PR #345, opened 2021-06-30
feat(SCT-263): add database gateway methods for adding personal relationships

chubberlisk:
## Link to JIRA ticket

https://hackney.atlassian.net/browse/SCT-263

We want to be able to add a personal relationship. 

This PR adds two new `DatabaseGateway` methods:

- ` GetPersonalRelationshipTypeByDescription(string description)`
-  `CreatePersonalRelationship(CreatePersonalRelationshipRequest request)`

which will be used to support the new use case for creating a personal relationship that will handle:

- checking that the person and other person exist using _existing_ DB gateway method
- checking that the personal relationship type exists using _new_ DB gateway method
- checking that the personal relationship with the same type doesn't already exist using _existing_ DB gateway method
- creating the personal relationship using _new_ DB gateway method
- creating the inverse personal relationship using _new_ DB gateway method

#### _Checklist_

Create new use case for adding personal relationship.

### DIFF
--- a/SocialCareCaseViewerApi.Tests/V1/Gateways/Database/CreatePersonalRelationshipTests.cs
+++ b/SocialCareCaseViewerApi.Tests/V1/Gateways/Database/CreatePersonalRelationshipTests.cs
@@ -36,11 +36,11 @@ namespace SocialCareCaseViewerApi.Tests.V1.Gateways.Database
             _databaseGateway.CreatePersonalRelationship(request);
 
             var personalRelationship = DatabaseContext.PersonalRelationships.FirstOrDefault();
-            personalRelationship.PersonId.Should().Be(request.PersonId);
-            personalRelationship.OtherPersonId.Should().Be(request.OtherPersonId);
-            personalRelationship.TypeId.Should().Be(request.TypeId);
-            personalRelationship.IsMainCarer.Should().Be(request.IsMainCarer);
-            personalRelationship.IsInformalCarer.Should().Be(request.IsInformalCarer);
+            personalRelationship?.PersonId.Should().Be(request.PersonId);
+            personalRelationship?.OtherPersonId.Should().Be(request.OtherPersonId);
+            personalRelationship?.TypeId.Should().Be(request.TypeId);
+            personalRelationship?.IsMainCarer.Should().Be(request.IsMainCarer);
+            personalRelationship?.IsInformalCarer.Should().Be(request.IsInformalCarer);
         }
 
         [Test]
@@ -58,7 +58,7 @@ namespace SocialCareCaseViewerApi.Tests.V1.Gateways.Database
             _databaseGateway.CreatePersonalRelationship(request);
 
             var personalRelationship = DatabaseContext.PersonalRelationships.FirstOrDefault();
-            personalRelationship.StartDate.Should().Be(fakeTime);
+            personalRelationship?.StartDate.Should().Be(fakeTime);
         }
 
         [Test]
@@ -73,8 +73,8 @@ namespace SocialCareCaseViewerApi.Tests.V1.Gateways.Database
             var response = _databaseGateway.CreatePersonalRelationship(request);
 
             var details = DatabaseContext.PersonalRelationshipDetails.FirstOrDefault();
-            details.PersonalRelationshipId.Should().Be(response.Id);
-            details.Details.Should().Be(request.Details);
+            details?.PersonalRelationshipId.Should().Be(response.Id);
+            details?.Details.Should().Be(request.Details);
         }
     }
 }
--- a/SocialCareCaseViewerApi.Tests/V1/Gateways/Database/CreatePersonalRelationshipTests.cs
+++ b/SocialCareCaseViewerApi.Tests/V1/Gateways/Database/CreatePersonalRelationshipTests.cs
@@ -1,0 +1,80 @@
+using System;
+using System.Linq;
+using FluentAssertions;
+using Moq;
+using NUnit.Framework;
+using SocialCareCaseViewerApi.V1.Helpers;
+using SocialCareCaseViewerApi.V1.Gateways;
+using SocialCareCaseViewerApi.Tests.V1.Helpers;
+using Microsoft.EntityFrameworkCore;
+
+namespace SocialCareCaseViewerApi.Tests.V1.Gateways.Database
+{
+    [TestFixture]
+    public class CreatePersonalRelationshipTests : DatabaseTests
+    {
+        private DatabaseGateway _databaseGateway;
+        private Mock<IProcessDataGateway> _mockProcessDataGateway = new Mock<IProcessDataGateway>();
+        private Mock<ISystemTime> _mockSystemTime = new Mock<ISystemTime>();
+
+        [SetUp]
+        public void Setup()
+        {
+            _databaseGateway = new DatabaseGateway(DatabaseContext, _mockProcessDataGateway.Object, _mockSystemTime.Object);
+            DatabaseContext.ChangeTracker.QueryTrackingBehavior = QueryTrackingBehavior.NoTracking;
+        }
+
+        [Test]
+        public void CreatesAPersonalRelationship()
+        {
+            var (person, otherPerson) = PersonalRelationshipsHelper.SavePersonAndOtherPersonToDatabase(DatabaseContext);
+            var type = DatabaseContext.PersonalRelationshipTypes.FirstOrDefault(prt => prt.Description == "parent");
+            var request = PersonalRelationshipsHelper.CreatePersonalRelationshipRequest(
+                person.Id, otherPerson.Id, type.Id, type.Description
+            );
+
+            _databaseGateway.CreatePersonalRelationship(request);
+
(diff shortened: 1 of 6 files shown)


SocialCareCaseViewerApi/V1/Boundary/Requests/CreatePersonalRelationshipRequest.cs
```diff
@@ -16,6 +16,8 @@ public class CreatePersonalRelationshipRequest
         [JsonPropertyName("type")]
         public string Type { get; set; } = null!;
 
+        public long TypeId { get; set; }
```
JohnFarrellDev, line 19: We might want to utilise `[JsonPropertyName("propertyName")] ` here, keeps it consistent with the rest of the class and makes it very easy to update the expected JSON body key without changing any variable names.

JohnFarrellDev: Also just to confirm, are we always expecting TypeId to be provided? If not it should be made nullable.

SocialCareCaseViewerApi/V1/Gateways/DatabaseGateway.cs
```diff
@@ -905,6 +905,34 @@ public Person GetPersonWithPersonalRelationshipsByPersonId(long personId, bool i
             return personWithRelationships;
         }
 
+        public PersonalRelationshipType GetPersonalRelationshipTypeByDescription(string description)
+        {
+            return _databaseContext.PersonalRelationshipTypes
+                .FirstOrDefault(prt => prt.Description == description);
```
JohnFarrellDev, line 911: should we care about case? You might want to call `.ToLower()` against both strings.

SocialCareCaseViewerApi.Tests/V1/Gateways/Database/GetPersonalRelationshipTypeByDescriptionTests.cs
```diff
@@ -0,0 +1,46 @@
...
+using System;
+
+namespace SocialCareCaseViewerApi.Tests.V1.Gateways.Database
+{
+    [TestFixture]
+    public class GetPersonalRelationshipTypeByDescriptionTests : DatabaseTests
+    {
+        private DatabaseGateway _databaseGateway;
+        private Mock<IProcessDataGateway> _mockProcessDataGateway = new Mock<IProcessDataGateway>();
+        private Mock<ISystemTime> _mockSystemTime = new Mock<ISystemTime>();
```
JohnFarrellDev, line 16: These could be made `readonly`

SocialCareCaseViewerApi.Tests/V1/Gateways/Database/GetPersonalRelationshipTypeByDescriptionTests.cs
```diff
@@ -0,0 +1,46 @@
+using FluentAssertions;
+using Moq;
+using NUnit.Framework;
+using SocialCareCaseViewerApi.V1.Gateways;
+using SocialCareCaseViewerApi.V1.Helpers;
+using Microsoft.EntityFrameworkCore;
+using System;
```
JohnFarrellDev, line 7: this once can be removed

SocialCareCaseViewerApi.Tests/V1/Gateways/Database/GetPersonalRelationshipTypeByDescriptionTests.cs
```diff
@@ -0,0 +1,46 @@
...
+            response.Should().BeNull();
+        }
+
+        [Test]
+        [TestCase("parent")]
+        [TestCase("child")]
+        [TestCase("friend")]
+        public void WhenMatchingDescriptionReturnsPersonalRelationshipType(string description)
+        {
+            var response = _databaseGateway.GetPersonalRelationshipTypeByDescription(description);
```
JohnFarrellDev, line 39: Just to confirm my understanding `parent`, `child` and `friend` are all relationship types we have stored in the database by default.

This is why this test is able to call `_databaseGateway.GetPersonalRelationshipTypeByDescription` before adding anything to the db first?

SocialCareCaseViewerApi.Tests/V1/Gateways/Database/CreatePersonalRelationshipTests.cs
```diff
@@ -0,0 +1,80 @@
...
+using Microsoft.EntityFrameworkCore;
+
+namespace SocialCareCaseViewerApi.Tests.V1.Gateways.Database
+{
+    [TestFixture]
+    public class CreatePersonalRelationshipTests : DatabaseTests
+    {
+        private DatabaseGateway _databaseGateway;
+        private Mock<IProcessDataGateway> _mockProcessDataGateway = new Mock<IProcessDataGateway>();
+        private Mock<ISystemTime> _mockSystemTime = new Mock<ISystemTime>();
```
JohnFarrellDev, line 18: can be made `readonly`

SocialCareCaseViewerApi.Tests/V1/Gateways/Database/CreatePersonalRelationshipTests.cs
```diff
@@ -0,0 +1,80 @@
...
+            var (person, otherPerson) = PersonalRelationshipsHelper.SavePersonAndOtherPersonToDatabase(DatabaseContext);
+            var type = DatabaseContext.PersonalRelationshipTypes.FirstOrDefault(prt => prt.Description == "parent");
+            var request = PersonalRelationshipsHelper.CreatePersonalRelationshipRequest(
+                person.Id, otherPerson.Id, type.Id, type.Description
+            );
+
+            _databaseGateway.CreatePersonalRelationship(request);
+
+            var personalRelationship = DatabaseContext.PersonalRelationships.FirstOrDefault();
+            personalRelationship.PersonId.Should().Be(request.PersonId);
```
JohnFarrellDev, line 39: for checks like this we might want to do

`personalRelationship?.PersonId.Should().Be(request.PersonId);`

This way if personalRelationships is null instead of `NullReferenceException` being thrown we will have the test fail because `null` is not equal to `request.PersonId`.

JohnFarrellDev: https://docs.microsoft.com/en-us/dotnet/csharp/language-reference/operators/member-access-operators#null-conditional-operators--and-

JohnFarrellDev (approved):
Trixie reckons it's good to go.

IMG_20210630_134452

SocialCareCaseViewerApi/V1/Boundary/Requests/CreatePersonalRelationshipRequest.cs
chubberlisk: So `TypeId` won't be provided as part of the frontend request, instead it will be added by the use case for the gateway to use. Do you think that too cheeky? Basically wanted to avoid creating another class for the gateway method parameter... 👀 

But you're right we need to make it nullable, thanks!

SocialCareCaseViewerApi/V1/Gateways/DatabaseGateway.cs
chubberlisk: I guess we shouldn't really. Will add dis!

SocialCareCaseViewerApi/V1/Boundary/Requests/CreatePersonalRelationshipRequest.cs
JohnFarrellDev: that's fine, just add the `[jsonIgnore]` attribute

SocialCareCaseViewerApi/V1/Gateways/DatabaseGateway.cs
chubberlisk: Done in https://github.com/LBHackney-IT/social-care-case-viewer-api/pull/345/commits/e07b2c23bca6bb074d9c0ffb99407cd19731d6e1!

SocialCareCaseViewerApi.Tests/V1/Gateways/Database/GetPersonalRelationshipTypeByDescriptionTests.cs
chubberlisk: Yup, that's exactly right - it's been added to the `schema.sql` which means we don't have to seed the database with personal relationship types.

https://github.com/LBHackney-IT/social-care-case-viewer-api/blob/5e5216b89ec53fa1e7b6a26119119e74a6faf083/database/schema.sql#L431-L499

SocialCareCaseViewerApi.Tests/V1/Gateways/Database/CreatePersonalRelationshipTests.cs
chubberlisk: Ooooooooo, I really like this! Thanks for the suggestion! 💯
────────
■ Problem statement
Search the data above for the word "JohnFarrellDev". Copy each line it is in.

■ Output for this task
JohnFarrellDev, line 19: We might want to utilise `[JsonPropertyName("propertyName")] ` here, keeps it consistent with the rest of the class and makes it very easy to update the expected JSON body key without changing any variable names.
JohnFarrellDev: Also just to confirm, are we always expecting TypeId to be provided? If not it should be made nullable.
JohnFarrellDev, line 911: should we care about case? You might want to call `.ToLower()` against both strings.
JohnFarrellDev, line 16: These could be made `readonly`
JohnFarrellDev, line 7: this once can be removed
JohnFarrellDev, line 39: Just to confirm my understanding `parent`, `child` and `friend` are all relationship types we have stored in the database by default.
JohnFarrellDev, line 18: can be made `readonly`
JohnFarrellDev, line 39: for checks like this we might want to do
JohnFarrellDev: https://docs.microsoft.com/en-us/dotnet/csharp/language-reference/operators/member-access-operators#null-conditional-operators--and-
JohnFarrellDev (approved):
JohnFarrellDev: that's fine, just add the `[jsonIgnore]` attribute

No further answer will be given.